Knock it off.
When I was little, where I grew up, I used to hear people talk about getting "jewed down" all the time. Or, as a source of pride, they would announce that had really "jewed" somebody else down. Because in my Southern Baptist universe I didn't know any Jewish people, or even really what "jew" was, it never occurred to me that the phrase "jewed down" might have negative connotations. We don't know what we don't know.
And so, I grew up saying that phrase too.
It wasn't until a very wise Jewish friend of mine kindly pointed out why it was a hurtful phrase that I stopped saying it. Long after I should have known, long after I should have stopped.
And so, while some rant and rave about the ridiculousness of political correctness, I do have to hope we can err on the part of curiously cautious. Not the kind of curiosity that puts people and groups on a stage of "otherness" so we can watch, or the kind of cautious that keeps us from talking for fear of offending, but the kind of curious caution that keeps us open to understanding the ramifications of our language and helps us actively desire to find out what impact our words have.
And so, today, when my friend Scott Horton sent me the link to this video, I realized the importance of the approach my wonderful Jewish friend was kind enough to take with me.
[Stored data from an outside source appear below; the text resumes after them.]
PR #14, opened 2020-07-13
Remove DISTRO_FEATURES_LIBC

joshcosta:
> The DISTRO_FEATURES_LIBC variable is no longer used. Remove it from meta-nilrt/conf/distro/nilrt.inc
> 
> https://www.yoctoproject.org/docs/3.0.2/ref-manual/ref-manual.html

Requires verification be done later as discussed. I did not build dunfell.

### DIFF
--- a/conf/distro/nilrt.inc
+++ b/conf/distro/nilrt.inc
@@ -4,9 +4,6 @@ TARGET_VENDOR = "-nilrt"
 
 GRUB_BRANCH = "nilrt/19.0"
 
-# Inherit the default LIBC features superset from OE-core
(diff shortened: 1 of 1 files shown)


amstewart:
lgtm; Did you check to make sure that we don't depend on the libc features set?

shruthi-ravi (commented):
Can you sign off on the commit? And a second line of description to the commit, something like "This variable is no longer used per Yocto.".

joshcosta:
> lgtm; Did you check to make sure that we don't depend on the libc features set?

Yes it looks like any references to it were updated when comparing sumo to dunfell.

He sought to educate me, not blame me. My role, in turn, was not to defend myself or belittle his perspective but to listen, to hear him, to acknowledge that even though that wasn't my intent, it was my impact.
The phrase that actress Wanda Sykes is teaching us about in this video is one that is widely used by teenager and young people, though not exclusively by them. If you have someone in your home or office who has been using this phrase, please sit with them and watch this and talk about it, not to blame them but to educate them.
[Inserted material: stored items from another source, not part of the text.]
PR #17, opened 2020-07-20
glibc: fix EAGAIN retry loop in pthread_cond_broadcast()

gratian:
Commit ac38b649bcb9 ("glibc: pi-condvars: EAGAIN retry in
pthread_cond_ broadcast() and signal()") introduced a retry loop for
an EAGAIN error on a FUTEX_CMP_REQUEUE_PI futex syscall in
pthread_cond_broadcast(). However the futex value is not re-read
before re-invoking the futex syscall on retry. This can result in an
infinite retry loop if the reason the kernel returned EAGAIN is
because the futex value changed after the private lock was released.

Update the futex value and other associated sequence counters before
retrying the syscall.

Fixes: ac38b649bcb9 ("glibc: pi-condvars: EAGAIN retry in pthread_cond_ broadcast() and signal()")
Natinst-AZDO-ID: 1024009

### DIFF
--- a/recipes-core/glibc/glibc/0006-pi-condvars-EAGAIN-retry-in-pthread_cond_-broadcast-and-signal.patch
+++ b/recipes-core/glibc/glibc/0006-pi-condvars-EAGAIN-retry-in-pthread_cond_-broadcast-and-signal.patch
@@ -14,16 +14,31 @@ https://elixir.bootlin.com/linux/v4.9.47/source/kernel/futex.c#L1788
 Adds retry loop when lll_futex_cmp_requeue_pi() returns EAGAIN.
 
 Signed-off-by: Haris Okanovic <haris.okanovic@ni.com>
+[gratian: update the futex value when retrying EAGAIN on broadcast]
+Signed-off-by: Gratian Crisan <gratian.crisan@ni.com>
 ---
- nptl/pthread_cond_broadcast.c | 12 +++++++++---
+ nptl/pthread_cond_broadcast.c | 19 +++++++++++++++----
  nptl/pthread_cond_signal.c    | 35 +++++++++++++++++++++--------------
- 2 files changed, 30 insertions(+), 17 deletions(-)
+ 2 files changed, 36 insertions(+), 18 deletions(-)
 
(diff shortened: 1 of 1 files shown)


amstewart:
ACKed for the OE content.

Is it correct that we expect the glibc+librtpi implementation in dunfell is immune from this issue?

gratian:
Some notes for reviewers:

- tested with .c test case attached to associated Azdo work item (no live locks observed).
- LabVIEW 2020 and later uses librtpi so running the RT ATS doesn't add additional coverage.

Attn: @harisokanovic

gratian:
> Is it correct that we expect the glibc+librtpi implementation in dunfell is immune from this issue?

Yes. That is correct (assuming glibc was upgraded to the dunfell version).

bstreiff (approved):
LGTM. (Reviewing a diff of a diff is a bit mind-bending.)

gratian:
Further explanation if you are reviewing this and are wondering about this part of the change:

```
-      cond->__data.__futex = (unsigned int) cond->__data.__total_seq * 2;
+      ++cond->__data.__futex;

```
The futex word value (i.e. the value of cond->__data.__futex) is used for race detection. The user space code increments this value for: wait, timedwait, signal, cancellation, and timeout. In the broadcast case the value was set to "cond->__data.__total_seq * 2". The kernel  in the futex syscall can then detect a race by comparing the currently stored in the futex word with the futex value passed in by user space. The current futex word value has no meaning associated with it for the futex operations used in this implementation (i.e. all the kernel cares about is the fact that the value changed):

```
lll_futex_cmp_requeue_pi	FUTEX_CMP_REQUEUE_PI
lll_futex_requeue		FUTEX_CMP_REQUEUE
lll_futex_wait_requeue_pi	FUTEX_WAIT_REQUEUE_PI
lll_futex_wait			FUTEX_WAIT
lll_futex_timed_wait_requeue_pi	FUTEX_WAIT_REQUEUE_PI
lll_futex_timed_wait		FUTEX_WAIT
lll_futex_timed_wait_bitset	FUTEX_WAIT_BITSET
```
Given that the futex value is not used directly using an increment for the broadcast case simplifies the retry code. All we need to do is ensure that we increment the value before retrying so other concurrent waiters/signalers can detect the race.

When teenager Lawrence King was murdered last February 12th by his classmate for being gay, Ellen DeGeneres talked about this kind of language. Together we can raise a generation of adults who are more conscious, more open, more free to explore difference than we are. That exploration and casualness about difference cannot, however, come at the expense of our GLBTQ friends and family, or any group.
We don't know what we don't know. We can't see what we can't see. Our frame of reference determines what we see. Mine is different from yours. To see more, we have to ask others. Blind spots when you are driving are dangerous. If you turn your head to eliminate one, you create another. Best to have someone else in the car to help you–so seek people out who can help you navigate. Stay open to the experience of learning what you don't know you don't know, from others.
Stop yourself from saying, "I didn't mean anything by it," or "That's ridiculous, they're overreacting or they're too sensitive."